一方、アメリカの大学院では英語は母国語なので、1つのコースで何十冊も本を読みます。1回の授業で最低でも小説1冊と論文3本は読みます。しかも授業内で読むのではなく、授業までに読んできて、授業では読んで理解した内容をもとに議論を行います。英文学科という特質上、ノンネイティブは私だけでした。そのため、アメリカ人学生の10倍の努力をするように、いつも心がけていました。

 

口述試験:ターニングポイント

コースワークを修了すると、後半は論文執筆となりますが、その前に重要な難関である口述試験に合格しなければ先に進むことができません。この試験は、たった一度だけのチャンスです。二度目のチャンスはなく、不合格の場合は博士課程を去らなくてはなりません。そのため、絶対に一度で合格することが必要な試験です。また同時に、合格すると研究者としてのターニングポイントとなります。

 

この先は、違う人になる必要があります。驚いたのは、日本では雰囲気で察する感じでしたが、アメリカの大学院では「違う人になる必要性」について、次のステップのワークショップできちんと教えられます。

 

論文執筆:博士後期課程後半

口述試験に合格すると、晴れて公式にPh.D. Candidateと認められます。最初の1セメスターは論文執筆のワークショップで博士論文や博士になるために必要なことを学びながら、同時に論文執筆を行っていきます。この段階になる前と後とでは、研究生活上まったく違うものになります。生物でいうならば、Metamorphosis (変態) によって今後は姿を変えて、プロフェッショナルなアイデンティティを構築するための、移行期間です。

 

この段階に入ると、ファーストネームで呼ぶことを許可する教授もいるくらいです。それだけ研究者として認められたということになります。まあ、私は他の研究者をファーストネームで呼ばないと思います。

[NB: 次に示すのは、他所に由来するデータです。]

PR #1663, opened 2026-06-11
feat(cmd): add subcommand `docs` to browse docs.stripe.com

joelzwarrington:
Introduces `stripe docs` as a built-in subcommand. It was prototyped as a standalone plugin and is bundled into the CLI directly without requiring installation.

https://github.com/user-attachments/assets/48b027a8-2194-4d42-9163-1e4fcc826aa7

#### `stripe docs <path>`

Opens a docs page by its path. In a terminal it launches an interactive browser; with `--no-tui` (or when called from an AI agent) it renders plain Markdown to stdout.

https://github.com/user-attachments/assets/4580ef20-846d-4538-9f73-23a5dfbc5227

---

#### `stripe docs search <query>`

Searches docs.stripe.com.

https://github.com/user-attachments/assets/d0c8f646-651c-46d5-98f6-55aa295833db

---

#### `stripe docs api <resource>` — API reference lookup

Looks up API reference pages by resource name (`product`), HTTP method + path (`GET /v1/products`), or event name (`product.created`). Resolves the canonical reference page and renders it.

https://github.com/user-attachments/assets/137e2e25-e7e8-4196-a831-ffb18b3c9152

---

#### `stripe docs skills list` — agent skills

Lists AI agent skills available from docs.stripe.com, with install instructions for connecting them to Claude Code, Cursor, Copilot, etc.

https://github.com/user-attachments/assets/c781893a-1818-430a-a6dc-5aa0b925b789

---

As the subcommand was developed as a plugin outside of this repository, it contains several new packages at `internal/`. To keep this PR as simple as possible and easier to review, minimal changes have been done to migrate the code from https://github.com/stripe/stripe-cli-docs-plugin-go to here.

Post merge, I'll be cleaning up some of the duplicated packages. i.e. `internal/agent` is very similar to `pkg/useragent`.


.github/workflows/canary-test.yml
```diff
@@ -53,7 +53,7 @@ jobs:
       - name: Install Go
         uses: actions/setup-go@v6
         with:
-          go-version: '1.26.0'
+          go-version: '1.26.3'
```
tomer-stripe: do yall need go 1.26.3? if not would prefer to keep these normal and do the workflow bump separately

internal/agent/agent.go
tomer-stripe, line 1: can you use the detectors for this we already have in the cli? this might be duplicative

internal/agentskills/skills.go
tomer-stripe, line 1: how is this different than github.com/stripe/ai? if these are just all of our skills, i don't think having it be namespaced to `stripe docs` is necessarily right

internal/browser/browser.go
tomer-stripe, line 1: can you use https://github.com/stripe/stripe-cli/blob/master/pkg/open/open.go

tomer-stripe: or maybe update that? this may be better 😅 (you have tests). just be careful since we've run into issues where tests will open the browser so we stub that out in a few places

internal/browser/browser.go
```diff
@@ -0,0 +1,55 @@
...
+import (
+	"context"
+	"fmt"
+	"net/url"
+	"os/exec"
+	"runtime"
+)
+
+var allowedHosts = map[string]bool{
+	"docs.stripe.com": true,
```
tomer-stripe: dashboard.stripe.com?
marketplace.stripe.com?

how comprehensive should this be?

pkg/docs/cache.go
```diff
@@ -0,0 +1,97 @@
...
+	"crypto/sha256"
+	"encoding/hex"
+	"errors"
+	"fmt"
+	"os"
+	"path/filepath"
+	"time"
+)
+
+const defaultCacheTTL = 1 * time.Hour
```
tomer-stripe, line 14: why is the cache so short? we don't update docs that often, right?

pkg/docs/cache.go
```diff
@@ -0,0 +1,97 @@
...
+// Cache defines the interface for storing and retrieving page content.
+type Cache interface {
+	Get(key string) (data []byte, cachedAt time.Time, ok bool, err error)
+	Set(key string, data []byte) error
+}
+
+// FSCache implements Cache using the local filesystem with a TTL-based
+// eviction policy. Entries older than the configured TTL are treated as
+// misses and removed on access.
+type FSCache struct {
```
tomer-stripe, line 25: can you use afero? it abstracts system-specific fs issues and also provides an in-memory fs that makes testing easier. we use it in other places in the cli

pkg/docs/cache.go
```diff
@@ -0,0 +1,97 @@
...
+	dir string
```
tomer-stripe, line 27: are you using `XDG_CONFIG` or anything similar? we should have a default dir but a user should allow to override it if they want

also im generally assuming the cache is going into `~/.config/stripe`. right?

internal/docs/cache_test.go
```diff
@@ -0,0 +1,137 @@
...
+	assert.Nil(t, got)
+
+	entries, _ := os.ReadDir(dir)
+	assert.Empty(t, entries)
+}
+
+func TestFSCache_Get_UnreadableFile(t *testing.T) {
+	if runtime.GOOS == "windows" {
+		t.Skip("chmod 000 does not restrict read access on Windows")
+	}
```
tomer-stripe: do we need windows specific tests?

internal/docs/cache_test.go
```diff
@@ -0,0 +1,137 @@
...
+	require.NoError(t, os.Chmod(path, 0o000))
+	t.Cleanup(func() { os.Chmod(path, 0o644) })
+
+	_, _, _, err = cache.Get("key") //nolint:dogsled
+	assert.Error(t, err)
+}
+
+func TestFSCache_Set_UnwritableDir(t *testing.T) {
+	if runtime.GOOS == "windows" {
+		t.Skip("chmod 0555 does not restrict write access on Windows")
```
tomer-stripe: under what conditions would the cache dir be unwritable? i feel like that would break things like cli login since we need to write to config files

pkg/docs/client.go
tomer-stripe, line 1: answer might be no but can you use any of our base requests package here? https://github.com/stripe/stripe-cli/blob/1bc0f2f1c611d2e28e1b3686acfb526552100ab8/pkg/requests/base.go

there's some overlap/duplication but i know this is more docs-specific with caching

pkg/docs/client.go
```diff
@@ -0,0 +1,239 @@
...
+	"time"
+
+	"github.com/stripe/stripe-cli/internal/agentskills"
+)
+
+const defaultBaseURL = "https://docs.stripe.com"
+
+// Page holds the content and metadata of a fetched documentation page.
+type Page struct {
+	// Content is the raw page body returned by docs.stripe.com.
```
tomer-stripe, line 22: markdown or html?

pkg/docs/client.go
```diff
@@ -0,0 +1,239 @@
...
+// ClientOption configures a Client.
+type ClientOption func(*Client)
+
+// WithBaseURL overrides the default docs.stripe.com base URL.
+func WithBaseURL(u string) ClientOption {
+	return func(c *Client) { c.baseURL, _ = url.Parse(u) }
+}
+
+// WithHTTPClient sets a custom http.Client.
+func WithHTTPClient(hc *http.Client) ClientOption { return func(c *Client) { c.http = hc } }
```
tomer-stripe, line 59: under what circumstances would we need a custom http.client?

internal/docs/client.go
```diff
@@ -0,0 +1,239 @@
...
+}
+
+// WithHTTPClient sets a custom http.Client.
+func WithHTTPClient(hc *http.Client) ClientOption { return func(c *Client) { c.http = hc } }
+
+// WithCache enables response caching for FetchPage.
+func WithCache(cache Cache) ClientOption { return func(c *Client) { c.cache = cache } }
+
+// WithLogger sets a custom logger.
+func WithLogger(logger *slog.Logger) ClientOption { return func(c *Client) { c.logger = logger } }
```
tomer-stripe: under what circumstances would we need custom logger?

internal/docs/client.go
```diff
@@ -0,0 +1,239 @@
...
+	URL   string `json:"url"`
+}
+
+// Client fetches documentation pages and calls endpoints on docs.stripe.com.
+type Client struct {
+	http      *http.Client
+	baseURL   *url.URL
+	userAgent string
+	cache     Cache
+	logger    *slog.Logger
```
tomer-stripe: we're using github.com/sirupsen/logrus in other places, can you use that?

internal/docs/client.go
```diff
@@ -0,0 +1,239 @@
...
+
+// WithAgent appends an AIAgent token to the User-Agent header. Pass the result
+// of string(agent.Detect()) — a non-empty value is appended as " AIAgent/<name>".
+func WithAgent(a string) ClientOption {
+	return func(c *Client) {
+		if a != "" {
+			c.userAgent += fmt.Sprintf(" AIAgent/%s", a)
+		}
+	}
+}
```
tomer-stripe: should use cli's internal detector here

internal/docs/client.go
```diff
@@ -0,0 +1,239 @@
...
+
+// NewClient creates a Client configured with the given plugin version.
+func NewClient(version string) *Client {
+	base, _ := url.Parse(defaultBaseURL)
+	client := http.Client{Timeout: 10 * time.Second}
+
+	return &Client{
+		http:      &client,
+		baseURL:   base,
+		userAgent: fmt.Sprintf("stripe-cli docs-plugin/%s (%s; %s; %s)", version, runtime.GOOS, runtime.GOARCH, runtime.Version()),
```
tomer-stripe: not a plugin anymore! just cli :P

tomer-stripe: actually you should use our normal user agent generator so it's consistent with our telemetry

pkg/docs/client.go
```diff
@@ -0,0 +1,239 @@
...
+//
+//	page, err := c.FetchPage(ctx, &url.URL{Path: "/payments/accept-a-payment", RawQuery: "api_version=2024-06-30"})
+func (c *Client) FetchPage(ctx context.Context, ref *url.URL) (Page, error) {
+	resolvedURL := c.baseURL.ResolveReference(ref)
+	// url.Values.Encode() already sorts params, but we normalize here to ensure
+	// a consistent cache key regardless of how callers construct RawQuery.
+	resolvedURL.RawQuery = resolvedURL.Query().Encode()
+	rawURL := resolvedURL.String()
+
+	if c.cache != nil {
```
tomer-stripe, line 98: maybe because i haven't had enough coffee yet but this slightly tripped me up. i think this check is to make sure we have a cache folder, not that the page itself is cached, right? are the cases where there's no cache be because of internal error?

internal/docs/client.go
```diff
@@ -0,0 +1,239 @@
...
+func (c *Client) FetchPage(ctx context.Context, ref *url.URL) (Page, error) {
+	resolvedURL := c.baseURL.ResolveReference(ref)
+	// url.Values.Encode() already sorts params, but we normalize here to ensure
+	// a consistent cache key regardless of how callers construct RawQuery.
+	resolvedURL.RawQuery = resolvedURL.Query().Encode()
+	rawURL := resolvedURL.String()
+
+	if c.cache != nil {
+		if data, cachedAt, ok, err := c.cache.Get(rawURL); err != nil {
+			c.logger.Error("cache read failed", "url", rawURL, "err", err)
```
tomer-stripe: is a cache miss also an error here?

pkg/docs/client.go
```diff
@@ -0,0 +1,239 @@
...
+	}
+	req.Header.Set("Accept", "text/plain")
+
+	res, err := c.do(req)
+	if err != nil {
+		return Page{}, err
+	}
+
+	if c.cache != nil {
+		if err := c.cache.Set(rawURL, res.body); err != nil {
```
tomer-stripe, line 125: something about having this check twice in the same function feels off. would this change somehow between the top of the call and here?

internal/docs/client.go
```diff
@@ -0,0 +1,239 @@
...
+	body, err := io.ReadAll(resp.Body)
+	if err != nil {
+		return response{}, fmt.Errorf("docs: read body: %w", err)
+	}
+
+	return response{body: body, finalURL: resp.Request.URL}, nil
+}
+
+// FetchSkills retrieves the skills index from docs.stripe.com.
+func (c *Client) FetchSkills(ctx context.Context) (*agentskills.Index, error) {
```
tomer-stripe: isn't the source of truth github? is docs just proxying that?

pkg/docs/markdown/testdata/showcase.dark.golden
tomer-stripe, line 1: what is this?

pkg/docs/markdown/styles.go
tomer-stripe, line 1: im fine with this for now but i want to start standardizing colors/styles/etc for the cli and plugins. i suspect we'll end up moving and changing this later on

pkg/docs/pager/pager.go
```diff
@@ -0,0 +1,116 @@
...
+// Pager wraps a writer, optionally piping output through a terminal pager.
+type Pager struct {
+	w   io.Writer
+	pw  io.WriteCloser
+	cmd *exec.Cmd
+}
+
+// New returns a Pager that pipes through a terminal pager when w is a TTY and
+// enabled is true. The caller must call Close when done writing.
+func New(w io.Writer, enabled bool) *Pager {
```
tomer-stripe, line 25: struggling with this a little, why do we need this (the pager piece specifically)? could you share more about what this is doing and how it's being used?

pkg/docs/spinner/spinner.go
tomer-stripe, line 1: cc @yahanxing-stripe -- this is fine for now but i think we'll replace this later with something standardized

pkg/docs/tui/doc.go
```diff
@@ -0,0 +1,3 @@
+// Package tui provides a Bubble Tea TUI for browsing Stripe documentation
```
tomer-stripe, line 1: should the entire tui here be scoped just to the docs experience? i don't know if everyone will want/use the same tui docs has

pkg/docs/tui/filter.go
```diff
@@ -0,0 +1,35 @@
...
+	"time"
+
+	tea "charm.land/bubbletea/v2"
+)
+
+const mouseThrottleDur = 15 * time.Millisecond
+
+// NewMouseEventFilter rate-limits mouse events before they reach the model.
+// This reduces the amount of in-flight wheel input during shutdown.
+func NewMouseEventFilter() func(tea.Model, tea.Msg) tea.Msg {
```
tomer-stripe, line 14: were you running into issues with this? i hadn't noticed anything but my testing's been very limited

internal/tui/model.go
```diff
@@ -0,0 +1,630 @@
...
+		return m, cmd
+	}
+
+	if !m.isLanding() {
+		m.viewport, cmd = m.viewport.Update(msg)
+	}
+	return m, cmd
+}
+
+// applyPage installs a newly loaded page into the model.
```
tomer-stripe: what does it mean to `install` a newly loaded page into the model? that word is throwing me off a bit.

pkg/docs/tui/page.go
```diff
@@ -0,0 +1,38 @@
...
+	URL     *url.URL
+}
+
+// Copy writes the raw markdown content to the system clipboard.
+func (p Page) Copy() error {
+	if err := clipboard.WriteAll(string(p.Content)); err != nil {
+		return fmt.Errorf("copying to clipboard: %w", err)
+	}
+	return nil
+}
```
tomer-stripe, line 29: does this work on every os? do we need os-specific testing?

pkg/docs/ui/styles.go
```diff
@@ -0,0 +1,80 @@
+// Package ui provides shared visual styles and components for the TUI.
```
tomer-stripe, line 1: noted this elsewhere but will probably standardize and change these in the future. fine for now though!

pkg/cmd/docs/api.go
```diff
@@ -0,0 +1,72 @@
...
+
+Look up by resource name:
+
+  docs api product
+  docs api customer
+
+Look up by HTTP method and path:
+
+  docs api GET /v1/products
+  docs api POST /v1/products/{id}
```
tomer-stripe: does this work by default or do we need quotes so the shell doesn't interpret as paths

pkg/cmd/docs/api.go
```diff
@@ -0,0 +1,72 @@
...
+
+Look up by event type:
+
+  docs api charge.succeeded
+  docs api payment_intent.created`,
```
tomer-stripe: should this be `docs event`? it's not technically an api

pkg/cmd/docs/api.go
tomer-stripe: oh wait it's coming back to me. i think this is fine

pkg/cmd/docs/root.go
```diff
@@ -0,0 +1,322 @@
...
+// RootCommand is the root command for the docs plugin.
+type RootCommand struct {
+	cmd *cobra.Command
+
+	cfg *cliconfig.Config
+
+	client       *docs.Client
+	renderer     markdown.Renderer
+	rendererOpts []markdown.RendererOption
+	logger       *slog.Logger
```
tomer-stripe: let's use our standard logger here too

pkg/cmd/docs/root.go
```diff
@@ -0,0 +1,322 @@
...
+
+	noPager bool
+	noTUI   bool
```
tomer-stripe: could you add `--non-interactive` and alias one of these to that? that's what we've been using in other places for a while (and what we're asking plugins to standardize on)

pkg/cmd/docs/root.go
```diff
@@ -0,0 +1,322 @@
...
+  docs /payments
+  docs /api/customers
+
+Search documentation by keywords:
+
+  docs search "payment intents"
+
+Read API Reference pages by their identifier:
+
+  docs api product
```
tomer-stripe: shouldn't this be `products`? everything is pluralized

pkg/cmd/docs/root.go
```diff
@@ -0,0 +1,322 @@
...
+  docs api product.created`,
+		Args:              cobra.ArbitraryArgs,
+		PersistentPreRunE: r.preRun,
+		RunE:              r.run,
+		SilenceUsage:      true,
+	}
+
+	agentDetected := agent.Detect() != agent.NotDetected
+	r.cmd.PersistentFlags().BoolVar(&r.noPager, "no-pager", agentDetected, "Write output directly to stdout")
+	r.cmd.PersistentFlags().BoolVar(&r.noTUI, "no-tui", agentDetected, "Write output directly without the interactive browser")
```
tomer-stripe: are we hiding this based on whether we detect an agent?

pkg/cmd/docs/skills.go
tomer-stripe, line 1: noted this elsewhere but i think this one will be worth pulling into a top level `stripe skills` command. we should talk to reese+nilofer+folks about that

tomer-stripe (commented):
couple high level notes but my high level is let's make this conform better to the existing design patterns in the cli. few main things
* let's reuse existing packages where we have them
* we don't have a top-level `internal` command. let's create a `docs` specific one in `pkg` for anything there
* i think we'll want to make `skills` its own top level command, not namespaced by `docs`. let's talk to folks about that one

Drと呼ぶのが基本だと思います。

 

論文も、学生の執筆スタイルではなく、今後はプロの執筆スタイルになる必要があります。博士論文は、一冊の本と同じ長さの研究となる巨大プロジェクトです。

 

口述試験に合格後、論文執筆期間に突入した後の最初の1セメスターは論文執筆のためのワークショップとなりますが、その後はこれまでのように授業に参加する形ではなく、個人的に博士論文のアドバイザー、つまりコミッティーメンバーの3人の教授と連絡を取り合いながら、執筆を進めていきます。